**What you have to do**
Every record here needs to be retyped exactly.

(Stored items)

· · · ·

PR #4536, opened 2025-09-08
Generate readable change summaries for webhooks/slack messages for features and experiments

### LINKED ISSUE #3917: [Feature] Slack Webhooks- Change log
### Description of Feature

We have a feedback/feature request for the Slack integration. The notifications themselves have been useful to know about the occurrence of an event/change, but it is difficult to understand what changed. For example, going into an event, you see the new config but you don't see the diff. 

Is there any way to at least show the diff (like how one can see it with green/red on the Audit Log within an experiment). The most user friendly option would be to have the change be messaged in a more interpretable way (like "percentage rollout changed from X to Y" or "changed variant allocation") but I recognize that's more difficult

bryce-fitzsimons:
Closes #3917

- Adds a new `changes` property to `feature.updated` and `experiment.updated` events. Captures the relevant changes in those objects.
- Adds an _even-more-human-readable_ version of changes when using Slack / Discord events formats.
- Adds general user attribution to all feature and experiment webhooks, changes the null state from "unknown user" to "updated automatically" (which is true 99% of the time: bandits, etc)

Example slack messages:
*Changing a variation*
image

*Changing a bunch of targeting stuff*
image

*Changing metrics and settings* (we can't get the actual named metrics / groups without a bunch of lookups!
image

*Adding, modifying, reordering feature rules*
image

*Generic experiment change made due to automatic update*
image

### DIFF
--- a/packages/back-end/package.json
+++ b/packages/back-end/package.json
@@ -3,7 +3,7 @@
   "version": "0.0.1",
   "private": true,
   "engines": {
-    "node": ">=16"
+    "node": ">=18"
   },
   "scripts": {
     "build:emails": "mkdir -p dist/templates && cp -r src/templates/* dist/templates",
@@ -33,7 +33,7 @@
     "@clickhouse/client": "^1.0.1",
     "@databricks/sql": "^1.8.1",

· · · ·

**Finished task**
PR #4536, opened 2025-09-08
Generate readable change summaries for webhooks/slack messages for features and experiments

### LINKED ISSUE #3917: [Feature] Slack Webhooks- Change log
### Description of Feature

We have a feedback/feature request for the Slack integration. The notifications themselves have been useful to know about the occurrence of an event/change, but it is difficult to understand what changed. For example, going into an event, you see the new config but you don't see the diff. 

Is there any way to at least show the diff (like how one can see it with green/red on the Audit Log within an experiment). The most user friendly option would be to have the change be messaged in a more interpretable way (like "percentage rollout changed from X to Y" or "changed variant allocation") but I recognize that's more difficult

bryce-fitzsimons:
Closes #3917

- Adds a new `changes` property to `feature.updated` and `experiment.updated` events. Captures the relevant changes in those objects.
- Adds an _even-more-human-readable_ version of changes when using Slack / Discord events formats.
- Adds general user attribution to all feature and experiment webhooks, changes the null state from "unknown user" to "updated automatically" (which is true 99% of the time: bandits, etc)

Example slack messages:
*Changing a variation*
image

*Changing a bunch of targeting stuff*
image

*Changing metrics and settings* (we can't get the actual named metrics / groups without a bunch of lookups!
image

*Adding, modifying, reordering feature rules*
image

*Generic experiment change made due to automatic update*
image

### DIFF
--- a/packages/back-end/package.json
+++ b/packages/back-end/package.json
@@ -3,7 +3,7 @@
   "version": "0.0.1",
   "private": true,
   "engines": {
-    "node": ">=16"
+    "node": ">=18"
   },
   "scripts": {
     "build:emails": "mkdir -p dist/templates && cp -r src/templates/* dist/templates",
@@ -33,7 +33,7 @@
     "@clickhouse/client": "^1.0.1",
     "@databricks/sql": "^1.8.1",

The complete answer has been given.